The 0° phase side signal a and the 90° phase side signal b are supplied to the phase correction section 33 , and the phase-corrected signal is supplied to the decoding processing section 30 . Note that the above-described reference beam servo may be used together.

FIG. 3 shows the configuration of the phase corrector 33. As shown in FIG. The 0° phase side signal a and the 90° phase side signal b are supplied to the rotation processing circuit 41 and the phase detection circuit 42 . A phase correction output A is obtained from the rotation processing circuit 41 . The phase detection circuit 42 performs the following arithmetic processing when the detected phase is represented by θ.

sin(2θ)=2ab
cos(2θ)=a ² -b ²

These equations are used to determine the detected phase θ.
θ=0.5a tan {(a ² −b ² ), ab}

The obtained detection phase θ is supplied to the phase unwrapping circuit 43 . The phase unwrapping circuit 43 is a circuit that reproduces the original signal from the phase-wrapped signal. An unwrapped phase θu is obtained at the output of the phase unwrapping circuit 43 .

The phase θu is supplied to the filtering circuit 44 . The filtering circuit 44 is provided for noise reduction and is, for example, a low-pass filter. The corrected phase θa extracted from the filter processing circuit 44 is supplied to the rotation processing circuit 41 . In the rotation processing circuit 41, the following arithmetic processing is performed, and a phase correction output A in which the phase fluctuation is corrected is obtained.

A=a·cos(θa)+b·sin(θa)

The processing of the phase unwrapping circuit 43 will be described with reference to FIG. The phase unwrapping process is a process of obtaining a level difference between two consecutive samples, determining that the phase has been folded when the obtained level difference is larger than a predetermined value, and correcting this folding. For example, as shown in FIG. 4A, the detected phase θ obtained by the phase detection circuit 42 can only take values in the range of (+180° to −180°). is wrapped to

In the phase unwrapping circuit 43, as an example, since the difference between the sample near +180° and the sample near −180° exceeds a predetermined value, it is determined that phase wrapping has occurred, as shown in FIG. 4B. , performs phase unwrapping processing to correct folding. Note that in FIG. 4, the dotted line represents the average value of the detected phases.
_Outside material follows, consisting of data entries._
Issue #91, opened 2020-09-09
Moving users away using pep517 as a CLI tool


pradyunsg:
This is the issue for tracking our plans for nudging users to transition away from using pep517 from the CLI. These changes would go into the `inc-pep517.build` branch and *not* the default branch.

- [x] Revert #83 (see #96)
- [x] Point to python-build in the README
- [x] {maybe} Point to python-build from issue templates
- [x] Add a deprecation warning when `pep517.build` is used
- [x] Add a deprecation warning when `pep517.check`is used
- [ ] Release a version with the warning - possibly after a bit of a wait, to give people a chance to start moving to python-build and flush out any bugs there.

_Originally posted by @takluyver in https://github.com/pypa/pep517/pull/83#issuecomment-689525025 and edited by @pradyunsg_

matthewfeickert:
@pradyunsg Apologies in advance is this is covered in an Issue already and I've failed to find it, or if this should be directed to the `build` Issues and not here, but as it isn't mentioned in PR #83, are there plans to also make an [equivalent of `pep517.check` available in the `build` CLI API](https://github.com/scikit-hep/pyhf/issues/1065#issuecomment-692293800)?

webknjaz:
@matthewfeickert I think this question should belong to the python-build tracker. pep517 is going to get rid of the CLI at some point as it wasn't meant to be an official public API. OTOH since python-build is a wrapper around pep517, it's probably reasonable to have check there too.

pganssle:
@pradyunsg What is the goal with this old vs. new branch thing? Do you have any idea what the deprecation period is going to be? I was a little surprised that y'all decided to branch instead of revert.

I will also note that I personally think that while it's a good idea to start incrementally moving people to `python-build`, the current release version is 0.0.4. It needs a _lot_ of love to get to be really stable —  note that it accidentally [doesn't work with `flit` or any other non-`setuptools` projects](https://github.com/FFY00/python-build/issues/98), and [there's a good chance we'll have to change the console script entry point](https://github.com/FFY00/python-build/issues/101).

[...]

PR #108, opened 2021-02-01
Deprecate the high level interface

hexagonrecursion:
#91

> Add a deprecation warning when pep517.build is used
> Add a deprecation warning when pep517.checkis used

### DIFF
--- a/pep517/build.py
+++ b/pep517/build.py
@@ -110,6 +110,8 @@ parser.add_argument(
 
 
 def main(args):
+    log.warning('pep517.build is deprecated. Consider switching to https://pypi.org/project/build/')
+
     # determine which dists to build
     dists = list(filter(None, (
         'sdist' if args.source or not args.binary else None,
--- a/pep517/check.py
+++ b/pep517/check.py
@@ -167,6 +167,8 @@ def check(source_dir):
 
 
 def main(argv=None):
+    log.warning('pep517.check is deprecated. Consider switching to https://pypi.org/project/build/')
+
     ap = argparse.ArgumentParser()
     ap.add_argument(
         'source_dir',


pradyunsg (changes requested):
Thanks for the PR!

I don't think these should be print statements, but rather log.warning(...) calls inside the main function. That'll allow downstream users to use all of logging's capabilities to handle and manage these logs.

pep517/check.py
```diff
@@ -200,4 +200,5 @@ def ansi(s, attr):
 
 
 if __name__ == '__main__':
+    print(ansi('pep517.check is deprecated. Consider switching to https://pypi.org/project/build/', 'red'))
```
pradyunsg, line 203: And, assuming we do change that, this should also not be wrapped in ansi red IMO

hexagonrecursion:
> Thanks for the PR!
> 
> I don't think these should be print statements, but rather log.warning(...) calls inside the main function. That'll allow downstream users to use all of logging's capabilities to handle and manage these logs.

Should I put log.warning in main() or at the top of the module after the imports?

hexagonrecursion:
Done

pep517/build.py
```diff
@@ -110,6 +110,8 @@ def build(source_dir, dist, dest=None, system=None):
 
 
 def main(args):
+    log.warning('pep517.build is deprecated. Consider switching to https://pypi.org/project/build/', stacklevel=2)
```
pradyunsg, line 113: I don't think stacklevel is necessary here.

pradyunsg (commented):
Almost there!

hexagonrecursion:
done

pradyunsg (approved):

PR #112, opened 2021-03-11
Clarify the issue template

hexagonrecursion:
The way the issue template is currently worded someone unfamiliar with the project may think the entire project is deprecated instead of just the CLI tools pep517.build and pep517.check. This PR clarifies the confusion.


takluyver:
Thanks!

PR #119, opened 2021-07-09
Add PEP 660 support

sbidoul:
- [x] tests
- [x] changelog


sbidoul:
This should be ready for review/comments.

It is mostly a straightforward copy of the wheel hooks, with a small difference in the `prepare_metadata_for_build_editable` fallback in case the `build_editable` hook is missing.

Do not merge just yet as I'll do more integration testing with pip.

sbidoul:
I did further testing with pip. This should be good for merging.

takluyver:
Thanks @sbidoul !

PR #122, opened 2021-07-30
avoid tomli Text file object support is deprecated and enable pytest strict mode

graingert:


pyproject.toml
```diff
@@ -20,3 +20,12 @@ classifiers = [
     "Programming Language :: Python :: 3",
 ]
 
+[tool.pytest.ini_options]
+addopts = ["--strict-config", "--strict-markers", "--flake8"]
+xfail_strict = true
+junit_family = "xunit2"
+filterwarnings = [
+    "error",
+    '''ignore:Text file object support is deprecated in favor of binary file objects\. Use `open\("foo.toml", "rb"\)` to open the file in binary mode\.:DeprecationWarning''',
```
graingert, line 29: this deprecation warning is causing downstream failures:
https://github.com/pypa/setuptools/pull/2746/checks?check_run_id=3200086380#step:5:339

pep517/compat.py
```diff
@@ -35,7 +36,15 @@ def read_json(path):
 
 
 if sys.version_info < (3, 6):
-    from toml import load as toml_load  # noqa: F401
+    from toml import load as _toml_load  # noqa: F401
+
+    def toml_load(f):
+        w = io.TextIOWrapper(f, encoding="utf8")
```
graingert, line 42: @hukkin do I need this?
```suggestion
        w = io.TextIOWrapper(f, encoding="utf8", newline="")
```

hukkin: Yes, `encoding="utf8", newline=""` are the correct parameters for opening a TOML file in text mode.

The `load` function from uiri/toml seems like it should support binary file objects though, so I'm not sure that any of this `def toml_load` is needed?

graingert:
```
================================================================================================ FAILURES =================================================================================================
__________________________________________________________________________________ test_missing_backend_gives_exception ___________________________________________________________________________________

    def test_missing_backend_gives_exception():
>       hooks = get_hooks('pkg1')

tests/test_call_hooks.py:40: 
_ _ _ _ _ _ _ _ _ _ _ _ _ _ _ _ _ _ _ _ _ _ _ _ _ _ _ _ _ _ _ _ _ _ _ _ _ _ _ _ _ _ _ _ _ _ _ _ _ _ _ _ _ _ _ _ _ _ _ _ _ _ _ _ _ _ _ _ _ _ _ _ _ _ _ _ _ _ _ _ _ _ _ _ _ _ _ _ _ _ _ _ _ _ _ _ _ _ _ _ _ _
tests/test_call_hooks.py:33: in get_hooks
    data = toml_load(f)
.tox/py35/lib/python3.5/site-packages/toml/decoder.py:156: in load
    return loads(f.read(), _dict, decoder)
_ _ _ _ _ _ _ _ _ _ _ _ _ _ _ _ _ _ _ _ _ _ _ _ _ _ _ _ _ _ _ _ _ _ _ _ _ _ _ _ _ _ _ _ _ _ _ _ _ _ _ _ _ _ _ _ _ _ _ _ _ _ _ _ _ _ _ _ _ _ _ _ _ _ _ _ _ _ _ _ _ _ _ _ _ _ _ _ _ _ _ _ _ _ _ _ _ _ _ _ _ _

s = b'[build-system]\nrequires = ["eg_buildsys"]\nbuild-backend = "buildsys"\n\n[project]\ndescription = "Factory \xe2\xb8\xbb A code generator \xf0\x9f\x8f\xad"\nmaintainers = [{name = "\xc5\x81ukasz Langa"}]\n'
_dict = <class 'dict'>, decoder = <toml.decoder.TomlDecoder object at 0x7f9c930ef278>

    def loads(s, _dict=dict, decoder=None):
        """Parses string as toml
    
        Args:
            s: String to be parsed
            _dict: (optional) Specifies the class of the returned toml dictionary
    
        Returns:
            Parsed toml file represented as a dictionary
    
        Raises:
            TypeError: When a non-string is passed
            TomlDecodeError: Error while decoding toml
        """
    
        implicitgroups = []
        if decoder is None:
            decoder = TomlDecoder(_dict)
        retval = decoder.get_empty_table()
        currentlevel = retval
        if not isinstance(s, basestring):
>           raise TypeError("Expecting something like a string")
E           TypeError: Expecting something like a string

.tox/py35/lib/python3.5/site-packages/toml/decoder.py:186: TypeError
======================================================================
```

graingert: basestring is a `str` not a `(bytes, str)`

https://github.com/uiri/toml/blob/3f637dba5f68db63d4b30967fedda51c82459471/toml/decoder.py#L14

hukkin: Ah I see, seems like a Python 3 specific bug.

layday:
This won't work with older versions of tomli, will it? Binary file support was added in 1.1.0.

graingert:
> This won't work with older versions of tomli, will it? Binary file support was added in 1.1.0.

Bumped

jaraco:
Sorry to see that toml is going back to Python 1 days. This patch seems good to me and I'd like to see it fixed as it's affecting other projects too.

https://github.com/jaraco/pytest-checkdocs/issues/14

I'm less sure about enabling strict mode.

pytest.ini
```diff
@@ -1,2 +1,10 @@
...
-addopts=--flake8
+addopts =
+    --strict-config
+    --strict-markers
+    --flake8
+xfail_strict = True
+junit_family = xunit2
+filterwarnings =
+    error
+    ignore:SelectableGroups dict interface is deprecated\. Use select\.:DeprecationWarning
```
jaraco, line 10: I'd recommend only filtering this warning for flake8.
```suggestion
    # Suppress deprecation warning in flake8
    ignore:SelectableGroups dict interface is deprecated::flake8
```

jaraco (approved):

pep517/compat.py
takluyver: Given that we always use it with a real file anyway, we could make a compat function that takes a path to a file instead of a file like object. I'm fine with this way if you prefer, though.

graingert: Hey there, I currently can't run CI builds on this project so would prefer to do changes in a followup

takluyver: Sure, you don't have to do it at all - it's just an idea. I'm not sure what you mean about CI, though - it seems to have run fine.

graingert: I've been scrounging build permissions from pypa discord

takluyver: Aha, gotcha.

PR #123, opened 2021-08-01
load json from bytes on py2.7 and py3.6+

graingert:


pep517/compat.py
```diff
@@ -4,28 +4,33 @@
 import sys
 
 
-# Handle reading and writing JSON in UTF-8, on Python 3 and 2.
+# Handle reading and writing JSON in any encoding, on Python 3 and 2.
```
graingert, line 7:
```suggestion
# Handle reading JSON in any encoding and writing JSON in utf8, on Python 3 and 2.
```

takluyver:
Sorry, I don't follow what this is fixing. The JSON used for communication between the frontend and backend processes should *always* be UTF-8, and the compat functions used to write it ensure that. Have you come across a case where it gets written in UTF-16 or something? :confused: 

On Python 3, if you give the JSON module bytes, it just [does some encoding detection and then decodes to str](https://github.com/python/cpython/blob/4d77691172aae81bdcbb0ea75839d0e896c43781/Lib/json/__init__.py#L341). So there shouldn't be a performance benefit of passing it bytes - not that the performance of parsing a small amount of JSON is likely to be an issue here.

graingert:
Mainly it's about making the JSON parsing consistent with toml parsing. Eg passing bytes where possible

takluyver:
OK, but there's no actual reason those things need to be the same, as far as I can see.

PR #124, opened 2021-08-01
load toml using paths

graingert:


pep517/compat.py
```diff
@@ -36,16 +36,21 @@ def read_json(path):
...
             w.detach()
 
     from toml import TomlDecodeError as TOMLDecodeError  # noqa: F401
 else:
-    from tomli import load as toml_load  # noqa: F401
+    from tomli import load as _toml_load_bytes  # noqa: F401
     from tomli import TOMLDecodeError  # noqa: F401
+
+
+def read_toml(path):
```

Since the phase unwrapping process described above is based on the premise that the detected phase .theta. changes continuously, there is a problem that the phase unwrapping process cannot be performed correctly if noise exists. For example, as shown in FIG. 5A, two samples (Pi−1 and Pi) that are continuous in time and close to +180° may have values lower than +180° and higher than +180° due to the influence of noise. Possible.

For such data, the data wrapped at +180° would be sample Pi−1 with the original value and sample Pi wrapped at −180°, as shown in FIG. 5B. The difference between two consecutive samples Pi−1 and Pi is calculated, but since the difference does not become large, the folding cannot be detected, resulting in data after phase unwrapping as shown in FIG. 5C. . The data in FIG. 5C is different from the correct value of detected phase θ.

<2. First Embodiment>
A first embodiment of the present technology will be described. The present technology performs phase correction by arithmetic processing, and has a system configuration as shown in FIG. It has a homodyne detection configuration similar to the conventional reproducing apparatus shown in FIG. In order to avoid duplication of description, the same reference numerals are given to corresponding components and their description is omitted. The 0° phase side signal a (=I−J) and the 90° phase side signal b (=KL) are supplied to the phase corrector 50 according to the present technology to form a phase corrected output.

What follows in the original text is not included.